PR #14, opened 2016-08-14
Minor cleanups to Main class and Command classes

damithc:
* reduced unnecessary coupling to TextUi 
* made Main class simpler


src/seedu/addressbook/commands/HelpCommand.java
```diff
@@ -1,29 +1,30 @@
...
+        return new CommandResult(
+                AddPersonCommand.MESSAGE_USAGE
+                + "\n" + DeletePersonCommand.MESSAGE_USAGE
+                + "\n" + ClearAddressBookCommand.MESSAGE_USAGE
+                + "\n" + FindPersonsByWordsInNameCommand.MESSAGE_USAGE
+                + "\n" + ListAllPersonsCommand.MESSAGE_USAGE
+                + "\n" + ViewPersonDetailsCommand.MESSAGE_USAGE
+                + "\n" + ViewAllPersonDetailsCommand.MESSAGE_USAGE
+                + "\n" + HelpCommand.MESSAGE_USAGE
+                + "\n" + ExitCommand.MESSAGE_USAGE
```
damithc: `\n` is replaced by the correct formatting before displaying to the user. Formatting should only happen in the TextUi.

src/seedu/addressbook/commands/IncorrectCommand.java
```diff
@@ -0,0 +1,20 @@
...
+    String feedbackToUser;
+
+    public IncorrectCommand(String feedbackToUser){
+        this.feedbackToUser = feedbackToUser;
+    }
+
+    @Override
+    public CommandResult execute() {
+        return new CommandResult(feedbackToUser);
+    }
```
damithc: It's better to user a normal object rather than an exception to handle user mistakes. They are not truly exceptional situations.

damithc:
@YijinL for your review and merging.

damithc:
Basically, I was fixing one small problem at a time (as you can see from the commits) and running the tests are each fix.

src/seedu/addressbook/Main.java
```diff
@@ -1,160 +1,140 @@
...
+     * Sets up the different components, loads up the data from the storage file, and prints the welcome message.
      *
-     * @param storageFilePath file path of the desired storage file
+     * @param launchArgs arguments supplied by the user at program launch
      * @param inputStream user text input source
      * @param outputStream user text output acceptor
      *
-     * @throws MainInitialisationException if there were problems
      */
-    public Main(String storageFilePath, InputStream inputStream, PrintStream outputStream)
```
damithc: Removed init code elsewhere because It is recommended that the constructor is kept as simple as possible.

src/seedu/addressbook/Main.java
```diff
@@ -1,160 +1,140 @@
...
+     * Reads the user command and executes it, until the user issues the exit command.
      */
-    private static String getStorageFilePathFromLaunchArgs(String... launchArgs) {
-        return launchArgs.length > 0 ? launchArgs[0] : DEFAULT_STORAGE_FILEPATH;
-    }
+    private void runCommandLoopUntilExitCommand() {
+        Command command;
+        do {
+            String userCommand = ui.getUserCommand();
+            command = new Parser().parseCommand(userCommand);
```
damithc: Moved parsing here. Parsing should not be inside execution.

src/seedu/addressbook/Main.java
```diff
@@ -1,160 +1,140 @@
...
+    private TextUi ui;
+    private StorageFile storage;
+    private AddressBook addressBook;
 
     /**
-     * Version info of the program.
+     * The list of person shown to the user most recently.
      */
-    public static final String VERSION = "AddessBook Level 1 - Version 1.0";
+    private List<? extends ReadOnlyPerson> lastShownList = null;
```
damithc: I wonder if this is the right datatype.  Feels like it is too low level. We can encapsulate it into another class at a later stage (not very important)

src/seedu/addressbook/commands/Command.java
```diff
@@ -1,24 +1,42 @@
...
 import seedu.addressbook.model.AddressBook;
+import seedu.addressbook.model.person.ReadOnlyPerson;
+
+import java.util.List;
 
 /**
  * Represents a command with hidden internal logic and the ability to be executed.
  */
-public interface Command {
+public abstract class Command {
```
damithc: Converted to a class because that seems like the better choice. But I'll think of how to remove the `abstract` as it is not covered yet.

src/seedu/addressbook/Main.java
```diff
@@ -1,160 +1,140 @@
...
-        ui.showWelcomeMessage(VERSION);
-        ui.showToUser(String.format(MESSAGE_USING_STORAGE_FILE, storageFile.toString()));
-        // [read input, execute, response] loop
-        while (true) {
-            String userCommand = ui.getUserCommand();
-            ui.echoLastEnteredUserCommand();
-            String feedback = executeCommand(userCommand);
-            ui.showResultToUser(feedback);
+    private void updateLastShownList(CommandResult result) {
+        if(result.getRelevantPersons() != null) {
```
YijinL: Would it make sense to use an Optional here? This `CommandResult.relevantPersons` is the only place in the code where we use nulls.

src/seedu/addressbook/ui/TextUi.java
```diff
@@ -98,71 +73,63 @@ public boolean isCommentLine(String rawInputLine) {
...
     }
 
     /**
      * Shows the result of a command execution to the user. Includes additional formatting to demarcate different
      * command execution segments.
      */
-    public void showResultToUser(String result) {
-        showToUser(result, DIVIDER);
+    public void showResultToUser(CommandResult result) {
+        if(result.getRelevantPersons() != null) {showPersonListView(result.getRelevantPersons());}
```
YijinL: Same here; only place with purposeful nulls

src/seedu/addressbook/ui/TextUi.java
```diff
@@ -98,71 +73,63 @@ public boolean isCommentLine(String rawInputLine) {
...
+        showToUser(MESSAGE_INIT_FAILED, DIVIDER, DIVIDER);
     }
 
     /**
      * Shows message(s) to the user
      */
     public void showToUser(String... message) {
         for (String m : message) {
-            out.println(LINE_PREFIX + m);
+            out.println(LINE_PREFIX + m.replace("\n", LS + LINE_PREFIX));
```
YijinL: The regex `\R` will match any unicode line break sequence.

src/seedu/addressbook/Main.java
damithc: Yes, this is a good place for `Optional`, but let's not introduce it in this version. That kind of 'optional' topics can be delayed. In early levels we should limit ourselves to essentials only.

src/seedu/addressbook/ui/TextUi.java
damithc: I want to limit use of regex to the parser only. Even within parser I would use  it only in some places, just to contrast with the simpler approach. regex is not easy to learn and not essential at early stages.

test/expected.txt
```diff
@@ -289,6 +289,8 @@ Launch arguments format: [STORAGE_FILE_PATH]
 || 0 persons listed!
 || ===================================================
 || Enter command: || [Command entered:  exit]
-|| Exiting Address Book... Good bye!
+|| Exiting Addressbook as requested ...
```
damithc: Should be `Address Book`.

damithc:
See my comment about not using regex.

YijinL:
Fixed. Will merge.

### Task item:
Would you reproduce every record above exactly as it appears?

### Response for this exercise:
PR #14, opened 2016-08-14
Minor cleanups to Main class and Command classes

damithc:
* reduced unnecessary coupling to TextUi 
* made Main class simpler


src/seedu/addressbook/commands/HelpCommand.java
```diff
@@ -1,29 +1,30 @@
...
+        return new CommandResult(
+                AddPersonCommand.MESSAGE_USAGE
+                + "\n" + DeletePersonCommand.MESSAGE_USAGE
+                + "\n" + ClearAddressBookCommand.MESSAGE_USAGE
+                + "\n" + FindPersonsByWordsInNameCommand.MESSAGE_USAGE
+                + "\n" + ListAllPersonsCommand.MESSAGE_USAGE
+                + "\n" + ViewPersonDetailsCommand.MESSAGE_USAGE
+                + "\n" + ViewAllPersonDetailsCommand.MESSAGE_USAGE
+                + "\n" + HelpCommand.MESSAGE_USAGE
+                + "\n" + ExitCommand.MESSAGE_USAGE
```
damithc: `\n` is replaced by the correct formatting before displaying to the user. Formatting should only happen in the TextUi.

src/seedu/addressbook/commands/IncorrectCommand.java
```diff
@@ -0,0 +1,20 @@
...
+    String feedbackToUser;
+
+    public IncorrectCommand(String feedbackToUser){
+        this.feedbackToUser = feedbackToUser;
+    }
+
+    @Override
+    public CommandResult execute() {
+        return new CommandResult(feedbackToUser);
+    }
```
damithc: It's better to user a normal object rather than an exception to handle user mistakes. They are not truly exceptional situations.

damithc:
@YijinL for your review and merging.

damithc:
Basically, I was fixing one small problem at a time (as you can see from the commits) and running the tests are each fix.

src/seedu/addressbook/Main.java
```diff
@@ -1,160 +1,140 @@
...
+     * Sets up the different components, loads up the data from the storage file, and prints the welcome message.
      *
-     * @param storageFilePath file path of the desired storage file
+     * @param launchArgs arguments supplied by the user at program launch
      * @param inputStream user text input source
      * @param outputStream user text output acceptor
      *
-     * @throws MainInitialisationException if there were problems
      */
-    public Main(String storageFilePath, InputStream inputStream, PrintStream outputStream)
```
damithc: Removed init code elsewhere because It is recommended that the constructor is kept as simple as possible.

src/seedu/addressbook/Main.java
```diff
@@ -1,160 +1,140 @@
...
+     * Reads the user command and executes it, until the user issues the exit command.
      */
-    private static String getStorageFilePathFromLaunchArgs(String... launchArgs) {
-        return launchArgs.length > 0 ? launchArgs[0] : DEFAULT_STORAGE_FILEPATH;
-    }
+    private void runCommandLoopUntilExitCommand() {
+        Command command;
+        do {
+            String userCommand = ui.getUserCommand();
+            command = new Parser().parseCommand(userCommand);
```
damithc: Moved parsing here. Parsing should not be inside execution.

src/seedu/addressbook/Main.java
```diff
@@ -1,160 +1,140 @@
...
+    private TextUi ui;
+    private StorageFile storage;
+    private AddressBook addressBook;
 
     /**
-     * Version info of the program.
+     * The list of person shown to the user most recently.
      */
-    public static final String VERSION = "AddessBook Level 1 - Version 1.0";
+    private List<? extends ReadOnlyPerson> lastShownList = null;
```
damithc: I wonder if this is the right datatype.  Feels like it is too low level. We can encapsulate it into another class at a later stage (not very important)

src/seedu/addressbook/commands/Command.java
```diff
@@ -1,24 +1,42 @@
...
 import seedu.addressbook.model.AddressBook;
+import seedu.addressbook.model.person.ReadOnlyPerson;
+
+import java.util.List;
 
 /**
  * Represents a command with hidden internal logic and the ability to be executed.
  */
-public interface Command {
+public abstract class Command {
```
damithc: Converted to a class because that seems like the better choice. But I'll think of how to remove the `abstract` as it is not covered yet.

src/seedu/addressbook/Main.java
```diff
@@ -1,160 +1,140 @@
...
-        ui.showWelcomeMessage(VERSION);
-        ui.showToUser(String.format(MESSAGE_USING_STORAGE_FILE, storageFile.toString()));
-        // [read input, execute, response] loop
-        while (true) {
-            String userCommand = ui.getUserCommand();
-            ui.echoLastEnteredUserCommand();
-            String feedback = executeCommand(userCommand);
-            ui.showResultToUser(feedback);
+    private void updateLastShownList(CommandResult result) {
+        if(result.getRelevantPersons() != null) {
```
YijinL: Would it make sense to use an Optional here? This `CommandResult.relevantPersons` is the only place in the code where we use nulls.

src/seedu/addressbook/ui/TextUi.java
```diff
@@ -98,71 +73,63 @@ public boolean isCommentLine(String rawInputLine) {
...
     }
 
     /**
      * Shows the result of a command execution to the user. Includes additional formatting to demarcate different
      * command execution segments.
      */
-    public void showResultToUser(String result) {
-        showToUser(result, DIVIDER);
+    public void showResultToUser(CommandResult result) {
+        if(result.getRelevantPersons() != null) {showPersonListView(result.getRelevantPersons());}
```
YijinL: Same here; only place with purposeful nulls

src/seedu/addressbook/ui/TextUi.java
```diff
@@ -98,71 +73,63 @@ public boolean isCommentLine(String rawInputLine) {
...
+        showToUser(MESSAGE_INIT_FAILED, DIVIDER, DIVIDER);
     }
 
     /**
      * Shows message(s) to the user
      */
     public void showToUser(String... message) {
         for (String m : message) {
-            out.println(LINE_PREFIX + m);
+            out.println(LINE_PREFIX + m.replace("\n", LS + LINE_PREFIX));
```
YijinL: The regex `\R` will match any unicode line break sequence.

src/seedu/addressbook/Main.java
damithc: Yes, this is a good place for `Optional`, but let's not introduce it in this version. That kind of 'optional' topics can be delayed. In early levels we should limit ourselves to essentials only.

src/seedu/addressbook/ui/TextUi.java
damithc: I want to limit use of regex to the parser only. Even within parser I would use  it only in some places, just to contrast with the simpler approach. regex is not easy to learn and not essential at early stages.

test/expected.txt
```diff
@@ -289,6 +289,8 @@ Launch arguments format: [STORAGE_FILE_PATH]
 || 0 persons listed!
 || ===================================================
 || Enter command: || [Command entered:  exit]
-|| Exiting Address Book... Good bye!
+|| Exiting Addressbook as requested ...
```
damithc: Should be `Address Book`.

damithc:
See my comment about not using regex.

YijinL:
Fixed. Will merge.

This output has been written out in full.